Vladimir Poutine a annoncé mardi la mise au point par la Russie du « premier vaccin » contre le coronavirus, dont plus d’un milliard de doses auraient déjà été commandées par 20 pays. Mais les essais cliniques, effectués dans un délai très court et sur moins d’une centaine de personnes, rendent les spécialistes sceptiques.

Russie aurait-elle trouvé de quoi nous prémunir du Covid-19 ?

« Ce matin, pour la première fois au monde, un vaccin contre le nouveau coronavirus a été enregistré », a annoncé le 11 août Vladimir Poutine, cité par l’AFP, depuis sa résidence officielle lors d’une vidéo-conférence* avec le gouvernement russe.
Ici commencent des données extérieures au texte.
PR #87555, opened 2024-01-24
Replace internal usage of ImageTexture in VideoStreamPlayer for Texture2D

EIREXE:
Currently Godot uses an ImageTexture internally for the video player, this is problematic in any case where an ImageTexture isn't returned by the VideoStreamPlayback (it does indeed look like an oversight, since that returns a normal Texture2D).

« Je sais qu’il est assez efficace, qu’il donne une immunité durable », a affirmé le président, précisant même qu’une de ses propres filles avait « participé » aux essais du vaccin.

Vladimir Poutine a salué les « spécialistes » à l’origine de « ce premier pas très important » pour son pays et « pour le monde entier », ajoutant que le vaccin avait « passé tous les tests nécessaires », rapporte l’agence de presse russe privée Interfax*. Selon le Kremlin, la population aura accès à ce vaccin à partir du « 1er janvier 2021 ».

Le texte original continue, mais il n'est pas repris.